-------- INPUT DATA

PR #5005, opened 2016-11-11
Fixing an issue where multiple associations were being created on swcontentcategory

dzikakis:
Won't clean up any existing repeated rows in the DB though.. I imagine you'll want to do a quick update script for that: Truncate swcontentcategory and let it rebuild.

---
This change is [Reviewable](https://reviewable.io/reviews/ten24/slatwall/5005)

### DIFF
--- a/integrationServices/mura/model/handler/MuraEventHandler.cfc
+++ b/integrationServices/mura/model/handler/MuraEventHandler.cfc
@@ -1271,6 +1271,8 @@
 					count(SwContent.contentID) as missingCount
 				FROM
 					tcontentcategoryassign
+				  INNER JOIN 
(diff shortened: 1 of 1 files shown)


gregmoser:
Actually, now I'm confused by this.  If the assigned category relationship exists on the mura side, regardless of if the content is active... shouldn't it be there on the Slatwall side?

Doesn't seem like this would have anything to do with nested auto-assignment of categories on the Slatwall side.

dzikakis:
Greg, what I had said over hangouts; that the subcategories were being
mapped on the slatwall side, wasn't entirely accurate it turns out. The
mura content I was looking at had been assigned the subcategories in the
past. The issue is that the sync pulls all the historical versions of the
mura content, and the historical categories.

gregmoser:
I see, ok.  And the "active" value is set to 1 on the only piece of content that is active... got it.

PR #5018, opened 2016-11-18
updating address simple rep to a calculated field

rmarchandTen24:
This change is [Reviewable](https://reviewable.io/reviews/ten24/slatwall/5018)


sumitverma:
Some projects could have 100K+ address records. The migration script will probably need to get optimized. May be override get simplerepresentation to use the addressName method if the calculated property is null?

PR #5042, opened 2016-12-03
fix for null active flag

sumitverma:
This change is [Reviewable](https://reviewable.io/reviews/ten24/slatwall/5042)


gregmoser:
@sumitverma we should be using the activeFlags database script that automatically sets defaults.  I have a feeling that some of the new activeFlag properties were never added to that file.

sumitverma:
This is a side effect of data import. Good to do null check anyways


Sumit Verma

gregmoser:
Data import will be caught by the activeFlag script anyway because it's run on reload... yes it is good to do the null check anyway, but we should still set defaults for these active flags in the script

PR #5049, opened 2016-12-07
Collection Improvements including Dirty Read, Exclude Order/Group by for Aggregates

jasperboyd:
This change is [Reviewable](https://reviewable.io/reviews/ten24/slatwall/5049)


model/entity/Collection.cfc
```diff
@@ -428,11 +434,7 @@ component displayname="Collection" entityname="SlatwallCollection" table="SwColl
 		}
 
 		var propertyIdentifier = listFirst(arguments.orderByString,'|');
-		var direction = 'ASC';
```
rmarchandTen24: this change would make the code expect a pipe no matter what. The previous code defaulted to ASC if the pipe wasn't supplied.

model/entity/Collection.cfc
```diff
@@ -986,11 +986,11 @@ component displayname="Collection" entityname="SlatwallCollection" table="SwColl
 		return fromHQL;
 	}
 
-	public string function getHQL(boolean excludeSelectAndOrderBy = false, forExport=false){
+	public string function getHQL(boolean excludeSelectAndOrderBy = false, forExport=false, removeOrderBy = false){
```
rmarchandTen24: we have a flag for excludeselectandorderby , shouldn't this do the work of removeOrderBy?

model/entity/Collection.cfc
```diff
@@ -1156,6 +1157,9 @@ component displayname="Collection" entityname="SlatwallCollection" table="SwColl
 	}
 
 	private string function getOrderByHQL(array orderBy=[]){
+		if(structKeyExists(variables, 'orderByRequired') && !variables.orderByRequired){
```
rmarchandTen24: just curious what conditions an order by is required?

model/entity/Collection.cfc
jasperboyd: That makes sense to me, I believe this was @migueltarga 's change this pull request has both our code, he may have a reason for it

model/entity/Collection.cfc
jasperboyd: You'll see below beginning on line 1660 if the request is only min / max aggregate functions the order by and group by will cause the results to be incorrect and instead of turning only one record it will turn a page record for each and every result with incorrect aggregate values.

model/entity/Collection.cfc
jasperboyd: This was from an earlier implementation I had done that we found not to handle all cases it needed too, I will remove these lingering references to it

model/entity/Collection.cfc
migueltarga: Its because we are in version `4.5.020.037`

https://github.com/ten24/slatwall/commit/67a89e6d09cece81ec7ae039a814be05c078bfe3

jasperboyd: got it I'll add it back in thanks @migueltarga

model/entity/Collection.cfc
jasperboyd: The reason the order by is necessary is because otherwise we always tack on order by createdDateTime.

Ex:
`select min(price) as minPrice from SwSku order by createdDateTime`

Throws 

> Column "SwSku.createdDateTime" is invalid in the ORDER BY clause because it is not contained in either an aggregate function or the GROUP BY clause.

We can't have a group by because it skews the results to be individual pageRecords instead of a single aggregate. 

Not exactly sure how to convey that with a unit test

PR #5053, opened 2016-12-07
adding improvements to tabs so that you can hide them...

jasperboyd:
and select only visible tabs as active when initializing

---
This change is [Reviewable](https://reviewable.io/reviews/ten24/slatwall/5053)


gregmoser:
This seems cool.

PR #5061, opened 2016-12-12
Preventing non-numeric input on the stock adjustment modal fixing bug with subsequent save requests

jasperboyd:
This change is [Reviewable](https://reviewable.io/reviews/ten24/slatwall/5061)


org/Hibachi/client/src/core/services/hibachiservice.ts
```diff
@@ -142,6 +142,8 @@ class HibachiService{
 	populateEntity = (entityName, data)=>{ 
 		var newEntity = this.newEntity(entityName); 
 		angular.extend(newEntity.data,data); 
+		//make sure all levels are populated
+		angular.extend(newEntity,data);
```
rmarchandTen24: what data would this be used for? example?

PR #5065, opened 2016-12-12
ensuring that calculated properties update with proper values when settings change

jasperboyd:
This change is [Reviewable](https://reviewable.io/reviews/ten24/slatwall/5065)


rmarchandTen24:
👍

rmarchandTen24:
@jasper @KevinJason Can you create a new branch of hotfix without this commit https://github.com/ten24/slatwall/pull/5065/commits/de23ad2c2a5d7cc4007691ac47e8acf0f16db1b4

this will cause those items to be removed from develop when hotfix is merged into develop. I've actually already seen this manifest before where settings and rbkeys are missing in develop after a merge.

PR #5083, opened 2016-12-19
Hotfix rm luceebugextendedprice

rmarchandTen24:
This change is [Reviewable](https://reviewable.io/reviews/ten24/slatwall/5083)


gregmoser:
@rmarchandTen24 we need to do this on EVERY precisionEvaluate in the application.  @sumitverma can you confirm that is what we need to do?

ten24git:
Correct. We will need to fix all. Probably will make sense to do that in
develop and not hotfix.

Sumit Verma

PR #778, opened 2015-11-17
(MAINT) merge up 2.1.x 2015 11 17

cprice404:
@camlow325 I was already working on this before I saw your last comments on the HTTP client nil patch, so I just went ahead and finished it.  I'll do another merge from 2.1.x to stable to include that after it's fixed/merged.


camlow325:
:+1:

PR #781, opened 2015-11-18
(SERVER-836) Bump puppet-agent dep to 1.3.0, puppet submodule to 4.3.0

camlow325:
This commit bumps the puppet-agent dependency to 1.3.0 and the
corresponding puppet submodule dependency to 4.3.0.


camlow325:
Travis passed on both cells that it ran on.  Would like to get this in ahead of the nightly runs, so merging.

PR #782, opened 2015-11-18
(MAINT) Fix broken puppet-agent debian dependency

camlow325:
This commit fixes a syntax problem in how the minimum puppet-agent
dependency was previously expressed for Debian - moving a paren to
the left of the version string.


camlow325:
Merging this so it goes in ahead of the nightly runs.

PR #783, opened 2015-11-18
(MAINT) Change puppet-agent minimum dep version to 1.3.0

camlow325:
This commit changes the minimum puppet-agent version dependency to
1.3.0.  Previous commits had used 4.3.0.  4.3.0 is the core Puppet
version that is packaged into puppet-agent 1.3.0.


camlow325:
Merging this to keep things moving for the SERVER 2.2.0 release.

PR #788, opened 2015-11-24
(MAINT) Introduce PuppetDB testing 

nwolfe:
This commit adds support for installing PuppetDB and writing tests.
Since PuppetDB packages aren't built for as many platforms as Puppet
Server we need to keep a list of supported platforms to protect the
pre-suite step and any tests against PuppetDB from breaking CI.

The PuppetDB in this commit is a relatively simple smoke test that
validates Puppet Server can communicate with PuppetDB and send it agent
information.

### DIFF
--- a/acceptance/lib/helper.rb
+++ b/acceptance/lib/helper.rb
@@ -28,9 +28,15 @@ module PuppetServerExtensions
     # puppet-agent version corresponds to packaged development version located at:
     # http://builds.delivery.puppetlabs.net/puppet-agent/
     puppet_build_version = get_option_value(options[:puppet_build_version],
-                         nil, "Puppet Development Build Version",
+                         nil, "Puppet Agent Development Build Version",
                          "PUPPET_BUILD_VERSION",
                          "2b6b9db87bb5e6329a5cc6520b6c6db569d4113f", :string)
+
+    # puppetdb version corresponds to packaged development version located at:
+    # http://builds.delivery.puppetlabs.net/puppetdb/
+    puppetdb_build_version =
+      get_option_value(options[:puppetdb_build_version], nil,
+                       "PuppetDB Version", "PUPPETDB_BUILD_VERSION", "3.2.1", :string)
 
     @config = {
       :base_dir => base_dir,
@@ -39,11 +45,27 @@ module PuppetServerExtensions
       :puppetserver_version => puppetserver_version,
       :puppet_version => puppet_version,
       :puppet_build_version => puppet_build_version,
+      :puppetdb_build_version => puppetdb_build_version,
     }
 
     pp_config = PP.pp(@config, "")
 
     Beaker::Log.notify "Puppet Server Acceptance Configuration:\n\n#{pp_config}\n\n"
+  end
+
+  # PuppetDB development packages aren't available on as many platforms as
+  # Puppet Server's packages, so we need to restrict the PuppetDB-related
+  # testing to a subset of the platforms.
+  # This guards both the installation of the PuppetDB package repository file
+  # and the running of the PuppetDB test(s).
+  def puppetdb_supported_platforms()
+    [
+      /debian-7/,
+      /debian-8/,
+      /el/, # includes cent6,7 and redhat6,7
+      /ubuntu-12/,
+      /ubuntu-14/,
+    ]
   end
 
   class << self
--- a/acceptance/suites/pre_suite/foss/30_install_dev_repos.rb
+++ b/acceptance/suites/pre_suite/foss/30_install_dev_repos.rb
@@ -25,3 +25,24 @@ if puppet_build_version
     end
   end
 end
+
+confine_block(:to, {:platform => puppetdb_supported_platforms}, master) do
+  step "Install PuppetDB repository" do
+    install_puppetlabs_dev_repo(
+      master, 'puppetdb', test_config[:puppetdb_build_version],
+      repo_config_dir, install_opts)
+
+    # Internal packages on ubuntu/debian aren't authenticated and thus apt
+    # will fail to install PuppetDB on those platforms.
+    # This hack tells apt that we can trust the PuppetDB packages until RE-6014
+    # is resolved, at which point this [trusted=yes] will already be in the file
+    # and we can delete the on(master, "sed ...") block below.
+    # This should make the puppetlabs-puppetdb module happily install PuppetDB on
+    # ubuntu/debian.
+    on(master, <<TRUSTPACKAGES)
+if [ -e /etc/apt/sources.list.d/pl-puppetdb* ]; then
+  sed -i -e 's/deb/deb [trusted=yes]/1' /etc/apt/sources.list.d/pl-puppetdb*
+fi
+TRUSTPACKAGES
+  end
+end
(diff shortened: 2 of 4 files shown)


acceptance/lib/helper.rb
```diff
@@ -28,10 +28,16 @@ def self.initialize_config(options)
...
-                         nil, "Puppet Development Build Version",
+                         nil, "Puppet Agent Development Build Version",
                          "PUPPET_BUILD_VERSION",
                          "2b6b9db87bb5e6329a5cc6520b6c6db569d4113f", :string)
 
+    # puppetdb version corresponds to packaged development version located at:
+    # http://builds.delivery.puppetlabs.net/puppetdb/
+    puppetdb_build_version =
+      get_option_value(options[:puppetdb_build_version], nil,
+                       "PuppetDB Version", "PUPPETDB_BUILD_VERSION", "3.2.1", :string)
```
nwolfe: I pinned to the latest release, but I tested with SNAPSHOT builds too (like today's 4.0.0.SNAPSHOT.2015.11.24T1346) and all is well.

nwolfe:
@camlow325 here's the puppetdb test that we've typically done by hand during FOSS release smoke testing.

CC @cprice404

acceptance/suites/tests/00_smoke/puppetdb_integration.rb
```diff
@@ -0,0 +1,52 @@
...
+## We can just run the agent that's on the master for this.
+
+confine :to, {:platform => puppetdb_supported_platforms}, master
+
+require 'json'
+
+test_name 'PuppetDB integration'
+
+step 'Install PuppetDB module' do
+  on(master, puppet("module install puppetlabs-puppetdb --version 5.0.0"))
```
camlow325: Would it make sense to also make this an option - like with the repo config - with a hard-coded default of 5.0.0 in the helper.rb?

acceptance/suites/tests/00_smoke/puppetdb_integration.rb
```diff
@@ -0,0 +1,52 @@
...
+  end
+end
+
+step 'Install PuppetDB with agent run' do
+  with_puppet_running_on(master, {}) do
+    on(master, puppet_agent("--test --server #{master}"), :acceptable_exit_codes => [0,2])
+  end
+end
+
+step 'Validate server sent agent report to PuppetDB' do
```
camlow325: Seems like when I've done this manually that I've had to do one more agent run after the first one in order to have a report be stored with puppetdb.  But maybe I'm remembering this wrong or was doing something wrong before.  If this works as is, sounds good to me.

nwolfe: You're remembering correctly, and at first I had 2 agent runs in here: one to install puppetdb via module, and one to do our test against.  But, during development the second one was always a noop and the first did what we wanted, so I just got rid of the second agent run.

acceptance/suites/pre_suite/foss/30_install_dev_repos.rb
```diff
@@ -25,3 +25,24 @@
...
+    # Internal packages on ubuntu/debian aren't authenticated and thus apt
+    # will fail to install PuppetDB on those platforms.
+    # This hack tells apt that we can trust the PuppetDB packages until RE-6014
+    # is resolved, at which point this [trusted=yes] will already be in the file
+    # and we can delete the on(master, "sed ...") block below.
+    # This should make the puppetlabs-puppetdb module happily install PuppetDB on
+    # ubuntu/debian.
+    on(master, <<TRUSTPACKAGES)
+if [ -e /etc/apt/sources.list.d/pl-puppetdb* ]; then
+  sed -i -e 's/deb/deb [trusted=yes]/1' /etc/apt/sources.list.d/pl-puppetdb*
```
camlow325: As a sanity check, would it be good to write this in such a way that if the `deb [trusted=yes]` is already in the file that it won't do a second substitution?  Not sure what would happen if the line ended up having `deb [trusted=yes] [trusted=yes]` in it?  Maybe dpkg would just handle that gracefully, ignoring the second one or last one winning?

acceptance/suites/tests/authorization/default_rules.rb
```diff
@@ -57,6 +57,8 @@ def report_query(node)
 end
 
 with_puppet_running_on(master, {}) do
+  masterfqdn = on(master, '/opt/puppetlabs/bin/facter fqdn').stdout.chomp
```
camlow325: Should we also use this in the URL hostname which is added to the curl command in `curl_authenticated` and `curl_unauthenticated` instead of `master`?

acceptance/suites/pre_suite/foss/30_install_dev_repos.rb
nwolfe: It never seemed to be problematic, and I actually think I would prefer this breaks, because then it would draw our attention to it and we could delete the hack (since presumably it breaks because RE-6014 is resolved).

acceptance/suites/tests/00_smoke/puppetdb_integration.rb
```diff
@@ -0,0 +1,52 @@
...
+  fqdn = on(master, '/opt/puppetlabs/bin/facter fqdn').stdout.chomp
+  query = "curl http://localhost:8080/pdb/query/v4/nodes/#{fqdn}"
```
camlow325: Is the plaintext port hosted by default packages?  Can't remember if I had to enable that manually, as opposed to using the SSL one?

acceptance/suites/tests/00_smoke/puppetdb_integration.rb
nwolfe: We could, yeah.  Or we could unpin it and see how far our luck goes?  I didn't want to spread this code out too much in the first attempt, but if we think it's worthwhile to expose a bit more I'd be happy to.

camlow325:
Overall, :+1:.  This is awesome - long overdue!

acceptance/suites/tests/00_smoke/puppetdb_integration.rb
camlow325: I'd probably go with either unpinning it or pinning it with the option to configure it externally like we do with the repo configs.  I'm good however you want to go with this for now.

acceptance/suites/tests/00_smoke/puppetdb_integration.rb
nwolfe: Yes, I think so ( https://github.com/puppetlabs/puppetdb/blob/master/documentation/api/query/curl.markdown#using-curl-from-localhost-non-sslhttp )

I never had a problem with this during development, and I tried a few releases of puppetdb on several platforms.

acceptance/suites/tests/authorization/default_rules.rb
nwolfe: It wasn't necessary in those curl calls, and I can't just define a top-level variable since there's no outer class/module.  Since it was only necessary in these calls, and since I could define the variable in this scope, I just did that and moved on.

acceptance/suites/tests/00_smoke/puppetdb_integration.rb
nwolfe: I think I'd like to unpin it actually.  I'll make the change.

camlow325:
:ship:

PR #789, opened 2015-12-01
(SERVER-1016) Add pool releaseItem variant for unlocking item w/o return

camlow325:
This commit renames the returnItem method in the JRubyPool and
LockablePool to releaseItem and adds a variant of the method which can
be used to determine whether the item should be released back into the
pool or just discarded.  For cases where an item is flushed, the item is
just discarded without going back into the pool - but with the
associated release lock for the thread being unlocked.

### DIFF
--- a/src/clj/puppetlabs/services/jruby/jruby_puppet_internal.clj
+++ b/src/clj/puppetlabs/services/jruby/jruby_puppet_internal.clj
@@ -299,8 +299,10 @@
                           "maximum number of requests (%s)")
                      (:id instance)
                      max-requests)
-          (flush-instance-fn pool instance)
-          (.releaseItem pool instance false))
+          (try
+            (flush-instance-fn pool instance)
+            (finally
+              (.releaseItem pool instance false))))
         (.releaseItem pool instance)))
     ;; if we get here, it was from a borrow and we got a Retry, so we just
     ;; return it to the pool.
--- a/src/clj/puppetlabs/services/jruby/jruby_puppet_internal.clj
+++ b/src/clj/puppetlabs/services/jruby/jruby_puppet_internal.clj
@@ -247,7 +247,7 @@
   (let [instance (borrow-fn pool)]
     (cond (instance? PoisonPill instance)
           (do
-            (.returnItem pool instance)
+            (.releaseItem pool instance)
             (throw (IllegalStateException.
                      "Unable to borrow JRuby instance from pool"
                      (:err instance))))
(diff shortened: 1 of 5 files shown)


src/clj/puppetlabs/services/jruby/jruby_puppet_internal.clj
```diff
@@ -299,11 +299,12 @@
                           "maximum number of requests (%s)")
                      (:id instance)
                      max-requests)
-          (flush-instance-fn pool instance))
-        (.returnItem pool instance)))
+          (flush-instance-fn pool instance)
+          (.releaseItem pool instance false))
```
KevinCorcoran: Should there be a `finally` here?  Maybe
```clj
(try
  (flush-instance-fn pool instance)
  (finally
    (.releaseItem pool instance false)))
```

camlow325: Yeah, that's probably a good idea.  Will add that.

KevinCorcoran:
:see_no_evil: except for `finally` mentioned in other comment (and lack of tests, obviously, which are hopefully coming later).

src/clj/puppetlabs/services/jruby/jruby_puppet_internal.clj
camlow325: Added this in 11a3704.

KevinCorcoran:
:+1:

camlow325:
I added a couple of lockable-pool unit tests for the overloaded `releaseItem` in  d75614e.

test/unit/puppetlabs/puppetserver/lockable_pool_test.clj
```diff
@@ -185,9 +185,33 @@
...
+    (let [pool (create-populated-pool 1)
+          instance (.borrowItem pool)]
+      (is (= 0 (.size pool)))
+      (.releaseItem pool instance false)
+      (is (= 0 (.size pool)))
+      (.lock pool)
+      (is (true? true))
+      (.unlock pool)
+      (is (true? true))))
+  (testing (str "releaseItem call with value 'true' does not return item to "
```
cprice404: I think this should say `*does* return item to pool`.

test/unit/puppetlabs/puppetserver/lockable_pool_test.clj
```diff
@@ -185,9 +185,33 @@
...
+                "pool and allows pool to still be lockable")
+    (let [pool (create-populated-pool 1)
+          instance (.borrowItem pool)]
+      (is (= 0 (.size pool)))
+      (.releaseItem pool instance true)
+      (is (= 1 (.size pool)))
+      (.lock pool)
+      (is (true? true))
```
cprice404: Would be worth a quick check to see if we could replace these with some sort of 'is lock held' assertion.  Ruth had a pattern for this in one of her tests but I think it might rely on having access to the full service context, so maybe not worth trying to duplicate here.

cprice404:
+1 ; going to merge this so our tests will run.  Will also spend some time playing with it locally, and maybe address my own comments from the tests above, and maybe look into adding another test that actually exercises some of the flushing stuff.

PR #796, opened 2015-12-02
remove -java from gem request

erikPrime:


kurtwall:
Not sure about this - my understanding is that we need the jruby version. Going to defer to @camlow325.

camlow325:
:+1:

camlow325:
My recollection is that gem, when running under jruby, will look for a "-java" variant of the base version of the gem it is asked to install.  If it doesn't find that, it will just try to install whatever non-"-java" version it finds.  So I think this change is good.  Will see what happens in CI, I suppose....

PR #797, opened 2015-12-02
pin nokogiri version, this time with correct syntax

erikPrime:


camlow325:
@erikPrime This variation won't allow the test to pass as-is because the test will try to find "nokogiri -v 1.6.7" in the output of a `gem list` command to see that the gem was installed but the list output instead will have "nokogiri (1.6.7 java)".

I made a slightly different attempt at a fix in #798.  I ran this test via beaker and confirmed that the test passed.

What do you think about going with that instead?

PR #799, opened 2015-12-02
(MAINT) Change enumeration in gem test cleanup to use key as name

camlow325:
This commit changes the enumeration of gems in the gem test cleanup to
use just the key name instead of the full key/value pair.  The original
approach would have used the key/value pair as an array representing the
name of the gem to uninstall, which was incorrect.


haus:
:+1:

erikPrime:
Looks good to me, but given our success rate around what seemed to be such a simple issue, lets have @nwolfe have a brief look to.

nwolfe:
:metal:

PR #801, opened 2015-12-04
(docs) change allowed words in auth.conf to match the actual code

fiddyspence:
The actual puppetserver code does not allow save or destroy as methods

### DIFF
--- a/documentation/config_file_auth.md
+++ b/documentation/config_file_auth.md
@@ -79,8 +79,8 @@ Indirector | HTTP
 -----------|------
 find       | GET and POST
 search     | GET and POST, for endpoints with names that end in "s" or "_search"
-save       | PUT
-destroy    | DELETE
+put        | PUT
+delete     | DELETE
 
 For more details, see the [Puppet `auth.conf` documentation](/puppet/latest/reference/config_file_auth.html#method).
 


camlow325:
@fiddyspence Thanks for this PR submission.

The intention of that section of the documentation was to indicate that where one would have used "indirector" names like find, search, save, destroy, etc. as the value for the `method` parameter in rules with the deprecated auth.conf format - like here (https://github.com/puppetlabs/puppet/blob/4.3.1/conf/auth.conf#L118) - one would now need to use the actual HTTP method instead with the new auth.conf format for Puppet Server.  To make this more clear, maybe we should change the header columns on the table to "Indirector name used for deprecated auth.conf" and "Corresponding HTTP method(s) to use for new auth.conf", or something like that.

@gguillotte - can you take a look at this and make a recommendation on how we might reword this to make it more clear?

gguillotte:
@camlow325 The line immediately preceding the table starts with "In the deprecated `auth.conf` format", and the line immediately after the table points users to the deprecated Ruby Puppet `auth.conf` docs. Revising this table's header row and the Ruby docs link could re-emphasize that it's deprecated, but I think we should consider restructuring the `auth.conf` doc to fully segregate the deprecated Ruby content from the supported tk-auth/HOCON content.

camlow325:
> I think we should consider restructuring the auth.conf doc to fully segregate the deprecated Ruby content from the supported tk-auth/HOCON content.

@gguillotte I agree with that suggestion.  We have a separate docs ticket, DOC-2396, which alludes to doing something like this.  For community visibility, would it make sense to you to move (or make a clone of) that ticket in a public project?  I could do either, per your recommendation.

gguillotte:
@camlow325 Good idea. I've moved it to DOCUMENT-466 for now.

I'll close this PR. @fiddyspence, would you like me to give you a heads-up when I have a follow-up PR?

----------------

Your answer should be the lines of the listing above between the line holding "camlow325: Is the" and the line holding "- long overdue!", inclusive, restated word for word and alone.

• **RESULT OF THIS EXERCISE**
camlow325: Is the plaintext port hosted by default packages?  Can't remember if I had to enable that manually, as opposed to using the SSL one?

acceptance/suites/tests/00_smoke/puppetdb_integration.rb
nwolfe: We could, yeah.  Or we could unpin it and see how far our luck goes?  I didn't want to spread this code out too much in the first attempt, but if we think it's worthwhile to expose a bit more I'd be happy to.

camlow325:
Overall, :+1:.  This is awesome - long overdue!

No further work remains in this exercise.